(Beginning of MATERIAL SHOWN)

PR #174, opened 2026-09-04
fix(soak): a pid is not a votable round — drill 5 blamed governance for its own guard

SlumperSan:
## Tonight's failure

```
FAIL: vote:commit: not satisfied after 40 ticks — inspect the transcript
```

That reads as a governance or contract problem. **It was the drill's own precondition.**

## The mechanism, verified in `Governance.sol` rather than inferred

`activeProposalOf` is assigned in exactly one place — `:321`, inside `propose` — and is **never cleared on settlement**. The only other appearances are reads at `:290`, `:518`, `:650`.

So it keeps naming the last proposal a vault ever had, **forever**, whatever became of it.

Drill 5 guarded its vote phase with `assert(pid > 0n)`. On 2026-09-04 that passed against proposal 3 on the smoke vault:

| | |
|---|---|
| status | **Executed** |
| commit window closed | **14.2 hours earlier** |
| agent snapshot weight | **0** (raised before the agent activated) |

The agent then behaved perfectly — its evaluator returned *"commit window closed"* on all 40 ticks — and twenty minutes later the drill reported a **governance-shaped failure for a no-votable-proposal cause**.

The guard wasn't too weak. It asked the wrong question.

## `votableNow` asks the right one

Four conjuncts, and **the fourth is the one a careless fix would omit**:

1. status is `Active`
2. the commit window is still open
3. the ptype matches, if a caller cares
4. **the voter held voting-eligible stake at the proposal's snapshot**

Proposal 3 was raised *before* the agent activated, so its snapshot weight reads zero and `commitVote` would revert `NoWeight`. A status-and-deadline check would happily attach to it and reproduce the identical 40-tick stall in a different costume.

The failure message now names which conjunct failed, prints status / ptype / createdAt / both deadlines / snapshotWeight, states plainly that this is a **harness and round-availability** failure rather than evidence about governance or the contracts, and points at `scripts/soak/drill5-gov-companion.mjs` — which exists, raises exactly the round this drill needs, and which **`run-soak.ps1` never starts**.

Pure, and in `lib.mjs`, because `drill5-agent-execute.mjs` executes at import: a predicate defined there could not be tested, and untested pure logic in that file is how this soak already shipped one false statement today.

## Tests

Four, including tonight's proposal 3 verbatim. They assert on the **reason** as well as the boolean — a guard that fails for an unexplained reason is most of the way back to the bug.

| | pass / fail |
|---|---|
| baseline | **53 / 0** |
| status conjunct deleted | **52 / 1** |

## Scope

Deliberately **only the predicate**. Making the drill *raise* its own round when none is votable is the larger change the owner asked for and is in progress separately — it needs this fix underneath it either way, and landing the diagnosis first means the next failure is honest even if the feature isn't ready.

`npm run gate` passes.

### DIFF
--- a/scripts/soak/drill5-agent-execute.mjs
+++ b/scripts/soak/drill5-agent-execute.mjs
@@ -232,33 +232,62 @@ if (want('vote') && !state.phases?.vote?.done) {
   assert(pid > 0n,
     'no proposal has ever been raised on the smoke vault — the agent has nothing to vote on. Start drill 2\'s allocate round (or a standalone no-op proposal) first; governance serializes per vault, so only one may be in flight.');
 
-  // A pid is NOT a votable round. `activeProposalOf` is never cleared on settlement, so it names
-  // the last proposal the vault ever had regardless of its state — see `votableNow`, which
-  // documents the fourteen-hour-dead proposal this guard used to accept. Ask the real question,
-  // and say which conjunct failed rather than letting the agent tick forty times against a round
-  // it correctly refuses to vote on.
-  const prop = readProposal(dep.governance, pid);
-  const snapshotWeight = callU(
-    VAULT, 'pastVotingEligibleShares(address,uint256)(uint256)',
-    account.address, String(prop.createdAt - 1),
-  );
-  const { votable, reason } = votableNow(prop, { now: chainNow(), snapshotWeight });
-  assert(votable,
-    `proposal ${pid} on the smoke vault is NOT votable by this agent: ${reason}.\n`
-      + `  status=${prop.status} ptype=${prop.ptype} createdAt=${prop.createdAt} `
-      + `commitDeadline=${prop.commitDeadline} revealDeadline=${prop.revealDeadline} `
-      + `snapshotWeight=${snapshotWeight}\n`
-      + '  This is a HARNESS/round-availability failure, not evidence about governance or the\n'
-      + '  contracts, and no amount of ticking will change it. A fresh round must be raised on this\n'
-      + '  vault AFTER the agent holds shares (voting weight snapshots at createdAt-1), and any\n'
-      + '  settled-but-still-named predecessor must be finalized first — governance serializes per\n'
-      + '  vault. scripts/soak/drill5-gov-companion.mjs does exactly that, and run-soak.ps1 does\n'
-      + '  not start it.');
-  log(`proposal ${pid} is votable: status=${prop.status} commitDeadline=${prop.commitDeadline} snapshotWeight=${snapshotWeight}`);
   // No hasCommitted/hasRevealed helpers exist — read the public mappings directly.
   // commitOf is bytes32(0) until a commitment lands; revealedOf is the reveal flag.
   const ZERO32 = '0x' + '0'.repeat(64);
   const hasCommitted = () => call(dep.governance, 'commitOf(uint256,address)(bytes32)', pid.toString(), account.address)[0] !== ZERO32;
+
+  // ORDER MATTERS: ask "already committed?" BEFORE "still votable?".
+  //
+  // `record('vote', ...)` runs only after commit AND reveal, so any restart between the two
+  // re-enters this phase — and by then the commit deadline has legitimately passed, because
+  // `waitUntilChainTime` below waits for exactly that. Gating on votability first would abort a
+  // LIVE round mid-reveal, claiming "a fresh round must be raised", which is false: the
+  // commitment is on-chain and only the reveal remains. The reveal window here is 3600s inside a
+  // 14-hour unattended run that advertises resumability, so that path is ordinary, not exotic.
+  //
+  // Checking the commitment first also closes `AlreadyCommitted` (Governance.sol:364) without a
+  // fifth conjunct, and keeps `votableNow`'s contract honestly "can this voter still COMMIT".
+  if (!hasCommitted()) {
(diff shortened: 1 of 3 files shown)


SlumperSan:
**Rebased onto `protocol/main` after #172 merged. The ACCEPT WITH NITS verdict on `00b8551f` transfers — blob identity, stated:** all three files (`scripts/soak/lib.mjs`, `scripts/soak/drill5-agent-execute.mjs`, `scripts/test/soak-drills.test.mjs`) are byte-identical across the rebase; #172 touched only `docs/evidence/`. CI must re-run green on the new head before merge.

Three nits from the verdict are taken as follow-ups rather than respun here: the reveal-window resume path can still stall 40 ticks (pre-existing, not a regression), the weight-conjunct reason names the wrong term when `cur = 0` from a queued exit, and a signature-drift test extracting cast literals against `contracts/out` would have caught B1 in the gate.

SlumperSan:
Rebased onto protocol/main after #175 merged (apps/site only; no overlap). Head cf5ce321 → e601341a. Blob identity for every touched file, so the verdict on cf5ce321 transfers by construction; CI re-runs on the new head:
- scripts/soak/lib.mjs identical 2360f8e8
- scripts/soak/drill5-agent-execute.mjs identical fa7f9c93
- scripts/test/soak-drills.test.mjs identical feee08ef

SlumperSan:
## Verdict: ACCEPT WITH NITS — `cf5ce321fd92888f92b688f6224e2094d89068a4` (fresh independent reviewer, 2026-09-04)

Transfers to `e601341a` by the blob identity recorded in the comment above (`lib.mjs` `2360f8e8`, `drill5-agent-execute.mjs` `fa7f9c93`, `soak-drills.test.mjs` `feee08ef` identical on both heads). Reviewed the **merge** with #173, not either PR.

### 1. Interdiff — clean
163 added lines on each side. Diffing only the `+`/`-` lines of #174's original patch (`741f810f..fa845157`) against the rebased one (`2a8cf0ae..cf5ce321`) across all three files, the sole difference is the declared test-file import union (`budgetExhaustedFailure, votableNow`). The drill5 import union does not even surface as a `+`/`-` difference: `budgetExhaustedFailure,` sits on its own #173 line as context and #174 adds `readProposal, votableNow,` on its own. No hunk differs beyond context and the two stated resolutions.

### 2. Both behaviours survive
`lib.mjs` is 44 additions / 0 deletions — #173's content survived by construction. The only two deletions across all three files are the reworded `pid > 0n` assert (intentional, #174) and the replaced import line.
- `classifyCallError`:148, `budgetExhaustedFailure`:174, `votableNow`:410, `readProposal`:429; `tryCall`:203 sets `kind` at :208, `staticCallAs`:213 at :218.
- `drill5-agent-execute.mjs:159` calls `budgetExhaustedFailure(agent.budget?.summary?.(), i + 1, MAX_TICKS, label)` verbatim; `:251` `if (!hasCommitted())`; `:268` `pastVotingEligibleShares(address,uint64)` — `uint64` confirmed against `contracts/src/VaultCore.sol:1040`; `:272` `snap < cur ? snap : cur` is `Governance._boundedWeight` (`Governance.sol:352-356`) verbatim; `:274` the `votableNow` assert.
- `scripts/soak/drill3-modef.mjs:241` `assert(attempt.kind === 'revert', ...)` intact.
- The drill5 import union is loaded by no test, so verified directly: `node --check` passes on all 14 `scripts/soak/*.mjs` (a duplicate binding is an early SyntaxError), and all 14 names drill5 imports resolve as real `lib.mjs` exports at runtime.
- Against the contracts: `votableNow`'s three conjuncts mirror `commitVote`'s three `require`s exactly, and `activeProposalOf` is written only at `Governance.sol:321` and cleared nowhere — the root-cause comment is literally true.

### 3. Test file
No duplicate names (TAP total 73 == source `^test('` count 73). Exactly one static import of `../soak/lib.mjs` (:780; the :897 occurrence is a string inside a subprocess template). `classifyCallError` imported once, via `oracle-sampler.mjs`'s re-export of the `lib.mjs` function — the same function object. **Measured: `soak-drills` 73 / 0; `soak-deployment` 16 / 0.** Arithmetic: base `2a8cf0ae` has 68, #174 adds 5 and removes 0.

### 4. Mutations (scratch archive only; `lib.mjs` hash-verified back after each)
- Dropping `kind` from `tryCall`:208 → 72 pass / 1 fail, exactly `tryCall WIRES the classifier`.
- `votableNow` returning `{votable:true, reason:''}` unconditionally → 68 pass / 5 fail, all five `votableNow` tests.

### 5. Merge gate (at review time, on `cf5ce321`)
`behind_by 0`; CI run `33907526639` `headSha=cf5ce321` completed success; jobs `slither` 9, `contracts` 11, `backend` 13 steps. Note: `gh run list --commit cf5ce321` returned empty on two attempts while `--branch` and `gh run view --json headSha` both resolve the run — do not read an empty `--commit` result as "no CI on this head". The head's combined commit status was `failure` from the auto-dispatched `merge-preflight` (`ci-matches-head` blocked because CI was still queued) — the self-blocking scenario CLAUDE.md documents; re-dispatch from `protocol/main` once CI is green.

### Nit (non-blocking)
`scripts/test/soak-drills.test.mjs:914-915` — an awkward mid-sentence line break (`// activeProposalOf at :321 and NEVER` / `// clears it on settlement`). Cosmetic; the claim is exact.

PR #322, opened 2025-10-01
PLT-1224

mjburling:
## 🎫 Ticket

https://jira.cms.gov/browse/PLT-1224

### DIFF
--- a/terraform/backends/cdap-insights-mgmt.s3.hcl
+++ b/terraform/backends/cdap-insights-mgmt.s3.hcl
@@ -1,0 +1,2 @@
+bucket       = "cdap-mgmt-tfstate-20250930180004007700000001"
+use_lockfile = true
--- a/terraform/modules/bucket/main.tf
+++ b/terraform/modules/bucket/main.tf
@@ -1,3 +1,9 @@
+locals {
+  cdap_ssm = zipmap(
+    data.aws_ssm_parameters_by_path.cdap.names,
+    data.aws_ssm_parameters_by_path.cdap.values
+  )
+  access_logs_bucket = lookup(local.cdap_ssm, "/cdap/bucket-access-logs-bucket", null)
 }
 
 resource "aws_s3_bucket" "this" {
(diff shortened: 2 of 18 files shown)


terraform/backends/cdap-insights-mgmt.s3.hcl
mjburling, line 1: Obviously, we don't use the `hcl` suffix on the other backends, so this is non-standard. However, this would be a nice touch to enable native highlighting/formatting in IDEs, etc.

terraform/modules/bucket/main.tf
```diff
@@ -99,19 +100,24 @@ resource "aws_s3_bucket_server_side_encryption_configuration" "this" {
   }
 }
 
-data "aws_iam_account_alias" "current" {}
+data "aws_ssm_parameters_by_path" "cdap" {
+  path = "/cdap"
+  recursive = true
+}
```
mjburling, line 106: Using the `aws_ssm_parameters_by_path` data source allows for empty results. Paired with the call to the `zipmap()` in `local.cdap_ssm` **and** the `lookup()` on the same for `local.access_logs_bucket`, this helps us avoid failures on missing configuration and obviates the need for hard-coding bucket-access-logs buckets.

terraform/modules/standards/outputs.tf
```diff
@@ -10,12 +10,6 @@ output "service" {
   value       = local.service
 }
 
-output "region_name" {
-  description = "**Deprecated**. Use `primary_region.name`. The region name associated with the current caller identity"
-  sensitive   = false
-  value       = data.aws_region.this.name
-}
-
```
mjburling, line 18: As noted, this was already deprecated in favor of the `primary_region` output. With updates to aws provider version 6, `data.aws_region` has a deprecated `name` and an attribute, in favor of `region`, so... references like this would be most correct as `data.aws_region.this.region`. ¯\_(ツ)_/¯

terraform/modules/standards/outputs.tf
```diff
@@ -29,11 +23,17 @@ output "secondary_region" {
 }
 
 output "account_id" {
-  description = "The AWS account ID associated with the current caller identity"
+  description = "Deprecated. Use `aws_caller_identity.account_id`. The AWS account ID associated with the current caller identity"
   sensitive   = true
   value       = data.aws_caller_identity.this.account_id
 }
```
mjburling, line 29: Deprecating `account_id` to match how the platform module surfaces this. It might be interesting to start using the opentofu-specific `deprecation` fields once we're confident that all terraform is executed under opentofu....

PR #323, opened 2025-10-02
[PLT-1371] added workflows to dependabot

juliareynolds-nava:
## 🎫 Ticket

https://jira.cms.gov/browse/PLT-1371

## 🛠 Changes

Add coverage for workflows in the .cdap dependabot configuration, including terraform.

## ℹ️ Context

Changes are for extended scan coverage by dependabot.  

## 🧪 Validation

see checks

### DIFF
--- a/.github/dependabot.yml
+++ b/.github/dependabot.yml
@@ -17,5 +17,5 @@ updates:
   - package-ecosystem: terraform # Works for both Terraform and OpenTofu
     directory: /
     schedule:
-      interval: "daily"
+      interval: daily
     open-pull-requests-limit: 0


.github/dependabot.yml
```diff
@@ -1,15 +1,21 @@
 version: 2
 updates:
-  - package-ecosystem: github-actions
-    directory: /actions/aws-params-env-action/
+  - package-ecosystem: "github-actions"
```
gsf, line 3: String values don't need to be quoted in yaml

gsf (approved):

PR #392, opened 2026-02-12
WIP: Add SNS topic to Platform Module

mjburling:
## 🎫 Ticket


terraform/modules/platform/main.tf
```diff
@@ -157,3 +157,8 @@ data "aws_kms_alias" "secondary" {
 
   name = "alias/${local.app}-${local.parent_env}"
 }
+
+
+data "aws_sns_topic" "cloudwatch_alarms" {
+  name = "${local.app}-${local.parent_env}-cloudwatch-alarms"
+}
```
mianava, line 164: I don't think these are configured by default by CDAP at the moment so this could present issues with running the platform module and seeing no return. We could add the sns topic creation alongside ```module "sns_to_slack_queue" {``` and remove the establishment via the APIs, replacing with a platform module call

(End of MATERIAL SHOWN)

> **YOUR INSTRUCTIONS**
Check each line of the listing above, and copy it if it contains the word "coverage".

> **ANSWER BELOW**
Add coverage for workflows in the .cdap dependabot configuration, including terraform.
Changes are for extended scan coverage by dependabot.  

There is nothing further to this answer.